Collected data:
PR #6671, opened 2023-02-15
Respect inclusive upper bound style in requirements.txt files

### LINKED ISSUE #5149: Dependabot increase to latest available
_tbh, not sure if this is the right place to ask as it is about the GH bot, not action._

I wonder if there is a way to make the dependency update safe/reliable and update to the latest available package version so it can be tested and not increase to a future version that is not released yet...

for example, if we have requirements such as
```
packageABC >= 0.1, <=0.8.6
```
and there is a new release `0.8.7`, so I want to increase the version to `<=0.8.7` not to `<0.9` as I can't know if eventually next `0.8.8` is also safe... see the sample PR from dependable bellow which bumped version from actual 12.x to even 13.0 which is unacceptable :(

https://github.com/PyTorchLightning/pytorch-lightning/pull/13047/files
also sked on https://github.community/t/dependabot-increase-to-latest-available/250979

deivid-rodriguez:
Fixes #5149.

### DIFF
--- a/python/spec/dependabot/python/update_checker/requirements_updater_spec.rb
+++ b/python/spec/dependabot/python/update_checker/requirements_updater_spec.rb
@@ -134,7 +134,7 @@ RSpec.describe Dependabot::Python::UpdateChecker::RequirementsUpdater do
                 let(:requirement_txt_req_string) { "<=1.9.2,>=1.9" }
                 let(:latest_resolvable_version) { "1.10" }
 
-                its([:requirement]) { is_expected.to eq(">=1.9,<1.11.0") }
+                its([:requirement]) { is_expected.to eq(">=1.9,<=1.10") }
               end
             end
           end
--- a/python/lib/dependabot/python/update_checker/requirements_updater.rb
+++ b/python/lib/dependabot/python/update_checker/requirements_updater.rb
@@ -275,8 +275,10 @@ module Dependabot
             next r.to_s if r.satisfied_by?(latest_resolvable_version)
 
             case op = r.requirements.first.first
-            when "<", "<="
-              "<" + update_greatest_version(r.to_s, latest_resolvable_version)
+            when "<"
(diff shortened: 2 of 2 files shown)


python/spec/dependabot/python/update_checker/requirements_updater_spec.rb
```diff
@@ -134,7 +134,7 @@
                 let(:requirement_txt_req_string) { "<=1.9.2,>=1.9" }
                 let(:latest_resolvable_version) { "1.10" }
 
-                its([:requirement]) { is_expected.to eq(">=1.9,<1.11.0") }
+                its([:requirement]) { is_expected.to eq(">=1.9,<=1.10") }
```
jeffwidman, line 137: Given that the user was requesting `1.9.2`, we're losing specificity here since we're now only specifying `1.10`, not `1.10.0`... 

I think that's okay in this case since the upstream version is `1.10`? 🤷‍♂️

jeffwidman (approved):

jeffwidman:
I think we should ship this as-is, and can iterate on it further down the road based on user feedback.

python/spec/dependabot/python/update_checker/requirements_updater_spec.rb
jeffwidman: Yeah, on second thought this is probably fine--we're losing specificity in our explicit pin because the upstream package chose not to preserve the specificity of their previous releases. 

The alternative of trying to guess when to increase the specificity of upstream versioning seems like it has some edge cases where some percentage of users will always say we picked wrong.

deivid-rodriguez: Yeah, that was my thinking too. I think it should be fine as is but as you said we could further iterate based on feedback 👍.

PR #6684, opened 2023-02-16
Try fix images fork workflow

deivid-rodriguez:
I believe we should be pushing the same TAG for all ecosystem, just like we do for regular PRs.


jakecoffman:
This is a bit confusing, but in the regular workflow we're using `{{ github.sha}}` which for the `pull_request` trigger type is the [SHA of the merge branch](https://docs.github.com/en/actions/using-workflows/events-that-trigger-workflows#pull_request). So GitHub merges the branch to main and then takes the SHA which is different than the SHA of the last branch commit. 

So I was attempting to simulate that here with forks by merging them to main via cherry-pick because forks can't be merged directly.

I'm not opposed to changing it though, and I might always be wrong about the above statements 😄

deivid-rodriguez:
@jakecoffman Sure, but does it make any difference for us? Isn't this just a unique name to the image that we build, but not linked to the source code other than that?

deivid-rodriguez:
My initial approach was splitting the job into two, once that does this dance and actually pushes the `docker-branch-release-workflow` branch, and that does not have a matrix of ecosystems. Then another one that `needs:` the first one that checks out the temporary branch and builds each images using this tag. That way all images reuse the same tag.

But then I thought, do we really need this?

jakecoffman (approved):
Not sure this was necessary, so I'm good with removing it 👍

deivid-rodriguez:
Ok, I added one more commit to reject non-rebased PRs (previously we were automatically rebasing so it was not necessary), but I think it'd be good to check it now to make sure we don't actually revert any functionality.

jakecoffman (approved):
Makes sense 👍

deivid-rodriguez:
Oh my god, that was tough, but I finally managed to test that last version I pushed does what I expected:

* Push all ecosystem images tagged with the latest commit in the PR.
* Reject not fully rebased PRs.

PR #7941, opened 2023-08-31
Move copying the other pythons to the end of the Dockerfile

jeffwidman:
This is a multi-stage build, which means that building/tarring these files happens in concurrent builds.

Previously, if one of those builds took longer for some unexpected reason--perhaps a slow HTTP call, then it'd block the pipeline.

By moving them to the bottom, it allows the main image to proceed with `apt-get update && apt-get install ...` which takes a little bit of time and gives any slow concurrent builds plenty of time to finish.


jakecoffman (approved):
Nice!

_Exercise_. Collect the lines of the data that carry the word "jeffwidman".

_Output for this exercise_.
jeffwidman, line 137: Given that the user was requesting `1.9.2`, we're losing specificity here since we're now only specifying `1.10`, not `1.10.0`... 
jeffwidman (approved):
jeffwidman:
jeffwidman: Yeah, on second thought this is probably fine--we're losing specificity in our explicit pin because the upstream package chose not to preserve the specificity of their previous releases. 
jeffwidman:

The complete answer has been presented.